I went outside onto the little patio, sweating, trembling. I thought I might vomit. I wondered what it said about me that in all the time I'd been a detective, I'd never gotten sick at anything I'd seen one human being do to another, but the idea of cruelty to an animal undid me.

The evening air was fresh and cool, and slowly cleared the horrible images from my head.

Sean had company. I could see them in the dining room, talking, laughing. Chandelier light spilled through the tall casement windows to be reflected in the dark water of the pool. I had been invited to dinner, but turned him down flat, still furious with him for the Sidelines fiasco. He was probably, even as I stood there, telling his pals about the private investigator who lived in his backyard. Fucking dilettante, using me to amuse his Palm Beach pals. Never giving a thought to the fact that he was playing with my life.

Never mind he had saved it first.

I didn't want the reminder. I didn't want to think of Molly Seabright or her sister. This place was supposed to be my sanctuary, but I felt as if half a dozen unseen hands were grabbing at me, plucking at my clothes, pinching me. I tried to walk away from them, going across the damp lawn to the barn.

Sean's barn had been designed by the same architect who designed the main house and the guest house. Moorish arches created galleries down the sides. The roof was green tile, the ceiling teak. The light fixtures hanging down the center aisle had been taken out of an art deco-era hotel in Miami. Most humans don't have homes that cost what his stable cost.

It was a lovely space, a place I often came to at night to calm myself. There are few things as quieting and reassuring to me as horses browsing on their evening hay. Their lives are simple. They know they are safe. Their day is over and they trust the sun will rise the next morning.

They trust their keepers absolutely. They are utterly vulnerable.

Oliver abandoned his food and came to put his head out over his stall door to nuzzle my cheek. He caught the collar of my old denim shirt between his teeth and seemed to smile, pleased with his mischief. I hugged his big head and breathed in the scent of him. When I stepped back, extricating my collar, he looked at me with eyes as kind and innocent as a small child's.

I might have cried had I been physically able to do so. I am not.

I went back to the guest house, glancing in again at Sean's dinner party as I passed. Everyone looked to be having a grand time, smiling, laughing, bathed in golden light. I wondered what I would see if I were to walk past Molly Seabright's house. Her mother and stepfather talking around her, preoccupied with the details of their mundane lives; Molly isolated from them by her keen intelligence and her worry for her sister, wondering where to turn next.

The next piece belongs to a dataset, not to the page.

PR #303, opened 2019-02-21
Remove gtest dependency from terrier lib

mbutrovich:
Duplicated the macro definition in macros.h. @apavlo told us to do it.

When I went inside my house, the message light on my phone was blinking. I hit the button and braced myself to hear Molly's voice, then felt something like disappointment when my attorney asked me to please return his call sometime this century. Asshole. We'd been waging the battle for my disability pay since I had left the Sheriff's Office. (Money I didn't need, but was entitled to because I had been injured on the job. Never mind that it had been my own fault, or that my injuries were insignificant compared to what had happened to Hector Ramirez.) What the hell didn't he know about the situation after all this time? Why did he think he needed me?